• _TASK BRIEF_
From the listing below, extract every line in which the word "validated" appears.
···
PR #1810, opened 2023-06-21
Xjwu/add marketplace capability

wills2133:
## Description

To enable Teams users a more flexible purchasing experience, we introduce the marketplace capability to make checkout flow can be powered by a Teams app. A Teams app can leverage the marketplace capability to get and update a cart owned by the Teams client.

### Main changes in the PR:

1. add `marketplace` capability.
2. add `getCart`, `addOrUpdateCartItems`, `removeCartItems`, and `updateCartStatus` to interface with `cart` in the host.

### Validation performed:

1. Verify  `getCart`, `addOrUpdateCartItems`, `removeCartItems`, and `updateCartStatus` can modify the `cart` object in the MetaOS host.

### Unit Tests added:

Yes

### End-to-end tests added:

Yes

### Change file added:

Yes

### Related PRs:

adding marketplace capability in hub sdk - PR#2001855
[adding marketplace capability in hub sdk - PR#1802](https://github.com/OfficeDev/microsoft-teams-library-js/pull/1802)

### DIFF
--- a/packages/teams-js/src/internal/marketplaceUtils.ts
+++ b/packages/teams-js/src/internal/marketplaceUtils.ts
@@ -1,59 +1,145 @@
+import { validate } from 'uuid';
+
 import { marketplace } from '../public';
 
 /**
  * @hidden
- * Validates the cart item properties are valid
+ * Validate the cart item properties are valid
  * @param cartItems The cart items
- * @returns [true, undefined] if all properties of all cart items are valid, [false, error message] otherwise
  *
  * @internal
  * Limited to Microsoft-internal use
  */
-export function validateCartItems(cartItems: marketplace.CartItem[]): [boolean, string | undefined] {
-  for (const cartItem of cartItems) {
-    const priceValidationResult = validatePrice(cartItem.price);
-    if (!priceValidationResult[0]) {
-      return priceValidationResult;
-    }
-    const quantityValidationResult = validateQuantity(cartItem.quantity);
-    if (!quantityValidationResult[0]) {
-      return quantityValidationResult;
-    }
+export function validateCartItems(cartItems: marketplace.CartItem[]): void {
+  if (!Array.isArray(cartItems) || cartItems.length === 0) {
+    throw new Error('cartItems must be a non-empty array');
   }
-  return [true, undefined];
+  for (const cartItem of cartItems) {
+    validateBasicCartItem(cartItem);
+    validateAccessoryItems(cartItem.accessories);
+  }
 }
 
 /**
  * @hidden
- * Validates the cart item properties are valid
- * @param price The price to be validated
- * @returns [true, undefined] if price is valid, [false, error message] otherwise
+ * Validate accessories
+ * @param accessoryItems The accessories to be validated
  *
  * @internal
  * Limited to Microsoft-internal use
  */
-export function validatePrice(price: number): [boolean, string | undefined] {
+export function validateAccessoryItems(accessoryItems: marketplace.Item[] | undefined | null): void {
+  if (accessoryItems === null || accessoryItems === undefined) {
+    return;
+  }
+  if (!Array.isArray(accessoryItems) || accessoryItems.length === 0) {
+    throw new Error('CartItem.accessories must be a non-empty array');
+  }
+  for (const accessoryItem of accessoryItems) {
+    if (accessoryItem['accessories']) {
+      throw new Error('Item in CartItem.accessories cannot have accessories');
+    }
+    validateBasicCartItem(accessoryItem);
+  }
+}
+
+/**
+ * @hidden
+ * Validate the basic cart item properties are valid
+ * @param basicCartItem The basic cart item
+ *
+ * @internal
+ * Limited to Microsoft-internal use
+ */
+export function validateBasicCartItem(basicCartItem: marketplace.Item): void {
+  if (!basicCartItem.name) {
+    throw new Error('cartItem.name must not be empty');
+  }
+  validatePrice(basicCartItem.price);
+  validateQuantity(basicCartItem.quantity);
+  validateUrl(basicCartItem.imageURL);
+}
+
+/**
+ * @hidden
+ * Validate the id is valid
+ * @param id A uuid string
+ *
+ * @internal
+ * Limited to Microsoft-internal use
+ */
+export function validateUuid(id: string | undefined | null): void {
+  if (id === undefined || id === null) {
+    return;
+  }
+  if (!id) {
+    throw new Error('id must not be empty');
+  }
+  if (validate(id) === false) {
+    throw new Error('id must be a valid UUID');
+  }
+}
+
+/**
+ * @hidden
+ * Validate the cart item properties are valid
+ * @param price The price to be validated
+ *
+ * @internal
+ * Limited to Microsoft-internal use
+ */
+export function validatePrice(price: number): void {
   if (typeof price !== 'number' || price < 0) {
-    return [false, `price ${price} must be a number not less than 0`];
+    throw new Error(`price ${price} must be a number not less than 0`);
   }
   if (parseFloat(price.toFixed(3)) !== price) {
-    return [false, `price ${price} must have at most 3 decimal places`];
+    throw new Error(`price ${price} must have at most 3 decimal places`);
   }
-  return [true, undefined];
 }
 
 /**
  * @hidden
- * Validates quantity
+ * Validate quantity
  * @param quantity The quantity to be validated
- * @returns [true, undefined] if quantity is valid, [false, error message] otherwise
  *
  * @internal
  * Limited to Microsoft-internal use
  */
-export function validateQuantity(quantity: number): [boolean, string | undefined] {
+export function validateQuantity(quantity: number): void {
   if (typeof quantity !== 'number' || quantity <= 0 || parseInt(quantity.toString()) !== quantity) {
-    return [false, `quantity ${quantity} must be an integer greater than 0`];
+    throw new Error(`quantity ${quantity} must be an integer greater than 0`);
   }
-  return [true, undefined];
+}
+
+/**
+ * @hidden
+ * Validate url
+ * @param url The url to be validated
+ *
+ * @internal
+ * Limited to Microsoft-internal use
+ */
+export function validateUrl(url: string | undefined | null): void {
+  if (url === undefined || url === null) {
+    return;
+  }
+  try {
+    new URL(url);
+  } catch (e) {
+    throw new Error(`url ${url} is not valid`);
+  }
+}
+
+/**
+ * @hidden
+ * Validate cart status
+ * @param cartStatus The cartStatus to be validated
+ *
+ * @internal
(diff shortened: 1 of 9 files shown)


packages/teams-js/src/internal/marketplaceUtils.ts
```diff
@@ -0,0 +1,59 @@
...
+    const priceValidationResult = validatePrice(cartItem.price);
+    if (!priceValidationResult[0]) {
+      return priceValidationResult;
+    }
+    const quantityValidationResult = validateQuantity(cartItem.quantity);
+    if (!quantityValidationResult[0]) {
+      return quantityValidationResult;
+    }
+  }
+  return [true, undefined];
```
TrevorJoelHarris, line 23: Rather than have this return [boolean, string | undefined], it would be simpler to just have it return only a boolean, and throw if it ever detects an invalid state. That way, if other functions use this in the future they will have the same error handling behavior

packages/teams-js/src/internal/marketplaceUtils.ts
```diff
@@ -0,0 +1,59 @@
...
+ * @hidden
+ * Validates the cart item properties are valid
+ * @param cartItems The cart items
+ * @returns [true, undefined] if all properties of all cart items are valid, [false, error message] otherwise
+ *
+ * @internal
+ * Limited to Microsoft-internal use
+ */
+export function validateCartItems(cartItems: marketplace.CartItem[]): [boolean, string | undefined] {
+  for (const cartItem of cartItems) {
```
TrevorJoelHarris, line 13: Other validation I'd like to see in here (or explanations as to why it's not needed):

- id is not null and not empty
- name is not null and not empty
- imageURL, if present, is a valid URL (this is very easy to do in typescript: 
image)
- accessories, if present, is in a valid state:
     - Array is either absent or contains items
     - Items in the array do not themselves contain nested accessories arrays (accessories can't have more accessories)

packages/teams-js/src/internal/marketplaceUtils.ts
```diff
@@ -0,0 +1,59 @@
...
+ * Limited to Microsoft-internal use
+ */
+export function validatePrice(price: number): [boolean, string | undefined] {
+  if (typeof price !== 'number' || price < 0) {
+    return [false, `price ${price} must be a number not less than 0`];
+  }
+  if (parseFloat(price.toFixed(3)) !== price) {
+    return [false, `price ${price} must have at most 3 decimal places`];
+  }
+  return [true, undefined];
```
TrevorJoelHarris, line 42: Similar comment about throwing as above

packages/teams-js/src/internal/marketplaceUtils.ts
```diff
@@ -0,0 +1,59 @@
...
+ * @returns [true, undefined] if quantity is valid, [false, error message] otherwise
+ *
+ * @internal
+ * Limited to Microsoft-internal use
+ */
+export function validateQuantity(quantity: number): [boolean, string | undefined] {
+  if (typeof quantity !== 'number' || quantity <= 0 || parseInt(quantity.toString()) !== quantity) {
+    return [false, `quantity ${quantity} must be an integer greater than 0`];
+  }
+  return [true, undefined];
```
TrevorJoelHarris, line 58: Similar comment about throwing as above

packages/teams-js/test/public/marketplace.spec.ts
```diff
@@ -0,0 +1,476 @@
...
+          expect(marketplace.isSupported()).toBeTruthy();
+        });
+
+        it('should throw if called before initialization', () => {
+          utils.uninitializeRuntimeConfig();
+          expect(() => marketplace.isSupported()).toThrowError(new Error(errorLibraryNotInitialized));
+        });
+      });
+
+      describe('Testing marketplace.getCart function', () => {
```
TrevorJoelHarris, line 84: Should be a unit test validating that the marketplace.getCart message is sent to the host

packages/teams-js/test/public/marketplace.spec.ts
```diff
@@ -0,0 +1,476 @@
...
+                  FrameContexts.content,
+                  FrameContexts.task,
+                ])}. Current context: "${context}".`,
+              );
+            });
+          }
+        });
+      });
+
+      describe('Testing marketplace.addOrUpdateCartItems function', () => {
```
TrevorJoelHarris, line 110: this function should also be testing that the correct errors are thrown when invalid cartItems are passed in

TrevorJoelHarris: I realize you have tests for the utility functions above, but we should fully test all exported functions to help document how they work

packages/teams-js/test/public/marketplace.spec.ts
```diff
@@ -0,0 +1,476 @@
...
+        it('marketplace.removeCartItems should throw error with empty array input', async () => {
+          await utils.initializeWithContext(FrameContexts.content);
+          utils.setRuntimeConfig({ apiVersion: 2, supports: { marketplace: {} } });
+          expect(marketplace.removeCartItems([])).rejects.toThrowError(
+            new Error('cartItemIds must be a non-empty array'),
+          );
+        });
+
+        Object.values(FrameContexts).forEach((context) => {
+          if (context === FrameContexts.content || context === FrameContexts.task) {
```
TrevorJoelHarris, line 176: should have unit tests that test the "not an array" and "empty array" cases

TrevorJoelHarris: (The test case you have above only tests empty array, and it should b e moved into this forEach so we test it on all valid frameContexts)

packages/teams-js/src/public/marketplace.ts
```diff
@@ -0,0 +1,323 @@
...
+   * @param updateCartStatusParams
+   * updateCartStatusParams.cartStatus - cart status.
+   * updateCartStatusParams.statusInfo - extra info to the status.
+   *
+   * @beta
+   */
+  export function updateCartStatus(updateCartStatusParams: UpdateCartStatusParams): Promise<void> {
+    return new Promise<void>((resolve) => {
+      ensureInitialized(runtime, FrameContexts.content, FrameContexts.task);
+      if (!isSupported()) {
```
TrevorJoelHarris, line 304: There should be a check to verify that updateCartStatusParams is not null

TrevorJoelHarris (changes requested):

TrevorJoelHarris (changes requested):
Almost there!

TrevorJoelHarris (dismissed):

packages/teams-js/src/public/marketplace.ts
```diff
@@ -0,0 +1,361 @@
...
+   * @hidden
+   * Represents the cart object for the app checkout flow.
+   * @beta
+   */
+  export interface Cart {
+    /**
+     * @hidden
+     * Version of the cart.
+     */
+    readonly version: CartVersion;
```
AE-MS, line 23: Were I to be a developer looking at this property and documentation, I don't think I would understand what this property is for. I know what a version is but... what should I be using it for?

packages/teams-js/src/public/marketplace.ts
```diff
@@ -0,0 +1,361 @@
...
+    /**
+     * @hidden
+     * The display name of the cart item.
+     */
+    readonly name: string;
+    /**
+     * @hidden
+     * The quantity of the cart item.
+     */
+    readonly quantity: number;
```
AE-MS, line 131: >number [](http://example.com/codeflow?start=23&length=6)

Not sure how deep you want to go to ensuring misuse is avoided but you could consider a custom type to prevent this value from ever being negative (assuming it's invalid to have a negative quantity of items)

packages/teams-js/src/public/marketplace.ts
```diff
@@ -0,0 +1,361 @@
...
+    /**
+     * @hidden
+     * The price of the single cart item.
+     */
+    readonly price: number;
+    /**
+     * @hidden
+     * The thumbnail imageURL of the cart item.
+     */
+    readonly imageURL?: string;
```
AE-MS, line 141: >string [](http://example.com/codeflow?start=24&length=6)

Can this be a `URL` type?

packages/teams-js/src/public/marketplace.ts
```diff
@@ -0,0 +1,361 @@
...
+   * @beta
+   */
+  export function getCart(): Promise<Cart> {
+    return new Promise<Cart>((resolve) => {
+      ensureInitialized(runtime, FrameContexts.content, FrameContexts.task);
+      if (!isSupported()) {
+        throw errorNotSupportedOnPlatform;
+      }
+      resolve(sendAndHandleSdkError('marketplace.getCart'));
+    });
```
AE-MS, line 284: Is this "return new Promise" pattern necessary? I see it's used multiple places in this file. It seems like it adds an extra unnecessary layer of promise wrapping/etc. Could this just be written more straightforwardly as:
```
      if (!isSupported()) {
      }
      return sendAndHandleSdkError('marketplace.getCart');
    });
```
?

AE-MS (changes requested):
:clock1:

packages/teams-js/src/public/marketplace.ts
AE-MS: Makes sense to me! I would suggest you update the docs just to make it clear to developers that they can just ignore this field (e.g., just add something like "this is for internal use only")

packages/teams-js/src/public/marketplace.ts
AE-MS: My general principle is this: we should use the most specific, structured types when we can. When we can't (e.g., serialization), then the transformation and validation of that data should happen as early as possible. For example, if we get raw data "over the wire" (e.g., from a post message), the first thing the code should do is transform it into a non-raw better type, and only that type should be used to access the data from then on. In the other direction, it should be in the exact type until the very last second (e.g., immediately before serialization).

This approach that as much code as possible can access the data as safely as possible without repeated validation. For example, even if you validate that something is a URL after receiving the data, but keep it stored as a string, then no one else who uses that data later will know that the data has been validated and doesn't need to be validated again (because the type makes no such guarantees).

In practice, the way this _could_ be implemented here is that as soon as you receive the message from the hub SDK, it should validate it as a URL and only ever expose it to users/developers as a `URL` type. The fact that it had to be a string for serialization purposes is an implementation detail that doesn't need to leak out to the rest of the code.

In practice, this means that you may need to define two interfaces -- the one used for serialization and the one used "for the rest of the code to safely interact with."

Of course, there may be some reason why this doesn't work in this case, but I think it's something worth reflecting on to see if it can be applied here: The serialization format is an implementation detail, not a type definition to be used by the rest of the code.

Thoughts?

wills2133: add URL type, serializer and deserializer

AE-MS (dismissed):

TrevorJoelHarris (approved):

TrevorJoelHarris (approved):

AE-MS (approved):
···
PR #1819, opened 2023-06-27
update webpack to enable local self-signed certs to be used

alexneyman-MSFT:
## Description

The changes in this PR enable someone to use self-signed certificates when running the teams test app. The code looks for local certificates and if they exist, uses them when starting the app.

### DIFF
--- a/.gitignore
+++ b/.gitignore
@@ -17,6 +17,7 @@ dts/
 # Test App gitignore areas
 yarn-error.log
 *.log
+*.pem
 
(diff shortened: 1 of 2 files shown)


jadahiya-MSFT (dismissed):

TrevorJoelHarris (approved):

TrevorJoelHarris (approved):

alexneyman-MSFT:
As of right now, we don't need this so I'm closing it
···
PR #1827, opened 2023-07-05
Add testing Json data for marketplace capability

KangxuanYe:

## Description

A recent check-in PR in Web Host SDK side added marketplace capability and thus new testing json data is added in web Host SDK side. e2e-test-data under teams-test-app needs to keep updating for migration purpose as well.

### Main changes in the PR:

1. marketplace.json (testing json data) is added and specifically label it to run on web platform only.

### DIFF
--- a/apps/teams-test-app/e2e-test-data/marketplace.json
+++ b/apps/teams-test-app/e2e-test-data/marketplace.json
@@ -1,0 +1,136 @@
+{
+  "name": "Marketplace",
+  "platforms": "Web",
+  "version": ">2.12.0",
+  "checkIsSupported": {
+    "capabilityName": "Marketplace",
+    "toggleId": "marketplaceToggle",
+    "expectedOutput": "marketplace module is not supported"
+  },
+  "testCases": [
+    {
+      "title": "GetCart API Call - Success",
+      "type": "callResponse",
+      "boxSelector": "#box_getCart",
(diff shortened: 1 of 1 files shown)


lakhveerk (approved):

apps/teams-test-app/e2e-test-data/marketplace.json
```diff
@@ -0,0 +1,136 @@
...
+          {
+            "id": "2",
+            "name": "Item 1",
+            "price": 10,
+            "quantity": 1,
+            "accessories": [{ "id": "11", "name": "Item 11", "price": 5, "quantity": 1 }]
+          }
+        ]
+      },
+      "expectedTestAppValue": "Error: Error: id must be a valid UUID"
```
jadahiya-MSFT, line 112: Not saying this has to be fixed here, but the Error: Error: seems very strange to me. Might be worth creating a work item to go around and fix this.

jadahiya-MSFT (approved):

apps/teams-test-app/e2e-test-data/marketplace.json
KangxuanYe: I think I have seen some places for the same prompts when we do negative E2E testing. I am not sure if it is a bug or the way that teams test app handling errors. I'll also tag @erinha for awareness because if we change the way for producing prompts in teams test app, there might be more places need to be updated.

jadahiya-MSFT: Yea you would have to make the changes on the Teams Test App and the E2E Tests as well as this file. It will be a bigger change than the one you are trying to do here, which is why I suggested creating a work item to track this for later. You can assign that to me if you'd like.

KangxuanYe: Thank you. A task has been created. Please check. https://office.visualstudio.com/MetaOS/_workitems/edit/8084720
···
• _TASK OUTPUT_
- * @param price The price to be validated
+ * @param accessoryItems The accessories to be validated
+ * @param price The price to be validated
  * @param quantity The quantity to be validated
+ * @param url The url to be validated
+ * @param cartStatus The cartStatus to be validated
This approach that as much code as possible can access the data as safely as possible without repeated validation. For example, even if you validate that something is a URL after receiving the data, but keep it stored as a string, then no one else who uses that data later will know that the data has been validated and doesn't need to be validated again (because the type makes no such guarantees).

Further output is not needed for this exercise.